I went into my BIOS and the only thing I coudl find was changing the Mhz...like 800mhz...but where is the rest of it??? is there a program I can use to overclock my ram???


----------



## Deleted member 24505 (Jan 28, 2008)

Is there not a menu for mem timings? its not hidden is it?


----------



## Cybrnook2002 (Jan 28, 2008)

Irish_PXzyan said:


> Hey guys.
> 
> I want to overclock my RAM but I dont know how and I cant seem to find a manual online to explain how to do it.
> 
> ...



 Gimmie a second, Im downloading your manual right now......Gimmie like 10 minutes...slow ftp site from msi.


----------



## Irish_PXzyan (Jan 28, 2008)

Thanks lads!

I found this....I think its all CPU tho 

FSB/Memory Ratio " AUTO "  - CAN be changed to 1:1.25, 1:1.50 etc...
CPU Voltage         " 1.3250V "
Memory Voltage    " 1.90 "
NB Voltage           " 1.250 "
SB I/O Power        " 1.5 "
SB core power      " 1.05 "
VIT FSB Voltage    " 1.200 "


----------



## JRMBelgium (Jan 28, 2008)

Irish_PXzyan said:


> Thanks lads!
> 
> I found this....I think its all CPU tho
> 
> FSB/Memory Ratio " AUTO "  - CAN be changed to 1:1.25, 1:1.50 etc...



1:1 = 533Mhz
1:1.25 = 666Mhz
1:50 = 800Mhz


----------



## Irish_PXzyan (Jan 28, 2008)

Thanks for that!


----------



## Cybrnook2002 (Jan 28, 2008)

Irish_PXzyan said:


> Hey guys.
> 
> I want to overclock my RAM but I dont know how and I cant seem to find a manual online to explain how to do it.
> 
> ...



i think this is what your looking for under frequency and voltage control in the  bios..


----------



## JRMBelgium (Jan 28, 2008)

Irish_PXzyan said:


> Thanks for that!



No problem buddy


----------



## Irish_PXzyan (Jan 28, 2008)

interesting...I best go check it out!


----------



## Irish_PXzyan (Jan 28, 2008)

Just check it. It only contains:
Configure DRAM Timing by SPD " Enabled "

I guess that aint it!

Also...can someone tell me what these do:

CPU Voltage " 1.3250V "
Memory Voltage " 1.90 "
NB Voltage " 1.250 "
SB I/O Power " 1.5 "
SB core power " 1.05 "
VIT FSB Voltage " 1.200 "

Thanks.

When I changed the CPU from 266 to 277 my RAM was at 834..is that normal?


----------



## JRMBelgium (Jan 28, 2008)

Irish_PXzyan said:


> When I changed the CPU from 266 to 277 my RAM was at 834..is that normal?

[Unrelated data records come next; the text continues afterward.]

PR #541, opened 2017-08-17
Fix http-e2e for node 8.4.0

matthewloring:
This change removes failing http2 tests introduced in node v8.4.0 from our CI. There is no need to run https/http2 tests on every PR.


ofrobots:
It would be good to add some explanation for posterity.

My guess is that the old glob is now matching http2?

PR #548, opened 2017-08-30
Trace API function for trace writer project ID

draffensperger:
This will be used by the best-effort logs correlation changes to be able to format the `LogEntry.trace` field in the specified `projects/[PROJECT-ID]/traces/[TRACE-ID]` format (per https://cloud.google.com/logging/docs/reference/v2/rest/v2/LogEntry).


src/trace-api.js
```diff
@@ -197,6 +199,23 @@ TraceAgent.prototype.getCurrentContextId = function() {
...
 
 /**
+ * Returns the projectId that was either configured or auto-discovered by the
+ * TraceWriter. Note that the auto-discovery is done asynchronously, so this
+ * will return null until the projectId auto-discovery completes.
+ */
+TraceAgent.prototype.getWriterProjectId = function() {
+  var traceWriter;
+  try {
+     traceWriter = TraceWriter.get();
```
matthewloring: The current behavior is that `TraceWriter.get` will fail if the writer has not been created with a call to `TraceWriter.create`. However, even after create is called, the project id may not be available until it has been resolved here: https://github.com/GoogleCloudPlatform/cloud-trace-nodejs/blob/master/src/trace-writer.js#L99. I would recommend returning the value of `this.config_.projectId`. If this value is truthy, it will be used as the project id for the lifetime of the trace agent and the metadata service will never be consulted. If it is falsey, it will be overwritten with the asynchronously resolved id from the metadata service.

draffensperger: Done. That feels much cleaner.

test/test-trace-api.js
```diff
@@ -180,7 +181,13 @@ describe('Trace Interface', function() {
       traceAPI.runInRootSpan({name: 'root', url: 'root'}, function(rootSpan) {
         var id = traceAPI.getCurrentContextId();
         assert.strictEqual(id, rootSpan.trace.traceId);
-      });      
+      });
+    });
+
+    it('should return get the project ID if set in config', function() {
```
matthewloring: It would be good to have a test that checks that project id becomes available after asynchronous resolution (currently this behavior relies on the trace api and trace writer sharing the same mutable config object which may not always be the case). I don't want to hold up this PR though, maybe you could add a TODO?

draffensperger: Yeah, that's a good point. Just added a test case to `test-index.js` as `index.js` is where the shared `config` assignment takes place.

matthewloring: Hmm, the test looks good but it is failing. I can try to help debug next week.

draffensperger: Turned out I needed to clear the project environment variable.

draffensperger:
No problem. If all is good, can you go ahead and merge this?

PR #553, opened 2017-09-07
test: restore Function#length property in wrapped mocha test functions when using continuation-local-storage with node 8

kjin:
See: #550


ofrobots:
Why was #550 closed? It had a LGTM. What has changed since #550?

kjin:
@ofrobots CircleCI had trouble with #550 because I closed and re-opened that PR. So this PR is the same changes on a different branch. I'll merge this when the CI passes.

That's why you have to underclock your memory. When you start overclocking your CPU, you also overclock your memory.


----------



## JrRacinFan (Jan 28, 2008)

Heya Irish.

Can you post a screenshot of the "Memory" tab in cpu-z. I want to see what ram divider your running.


----------



## Deleted member 24505 (Jan 28, 2008)

Irish_PXzyan said:


> Just check it. It only contains:
> Configure DRAM Timing by SPD " Enabled "
> 
> I guess that aint it!



That is it,set it to disabled,you mite be able to change ram timings then.


----------



## Irish_PXzyan (Jan 28, 2008)

Sweet I shall try it.


----------



## Irish_PXzyan (Jan 28, 2008)

Jelle Mees said:


> That's why you have to underclock your memory. When you start overclocking your CPU, you also overclock your memory.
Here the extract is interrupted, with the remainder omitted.